EXTRACTED ENTRIES>
____

PR #162, opened 2020-10-07
ANY23-455 Format entire Any23 codebase with formatter-maven-plugin

lewismc:
This PR addresses https://issues.apache.org/jira/browse/ANY23-455

It is a large bulk change and was simply generated by using the `mvn formatter:format` target of the [formatter-maven-plugin](https://code.revelc.net/formatter-maven-plugin/usage.html)


lewismc:
We can use the `mvn formatter:validate` target to check the formatting.

PR #229, opened 2021-12-17
ANY23-536 Upgrade to tika 2.2.0

lewismc:
PR addresses https://issues.apache.org/jira/browse/ANY23-536


lewismc:
The dependency is not yet available in Maven Central.

PR #246, opened 2022-01-09
add edit source button in generated site

hboutemy:
Recent Fluido skins you are using can have updated breadcrumb that eases documentation edit: there is an "edit" icon that goes directly to page source on GitHub to provide a PR


lewismc:
Excellent thank you @hboutemy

____

WHAT YOU WILL DO> What is needed is a copy of every line above in which "issues" appears.

THE COMPLETED TASK>
This PR addresses https://issues.apache.org/jira/browse/ANY23-455
PR addresses https://issues.apache.org/jira/browse/ANY23-536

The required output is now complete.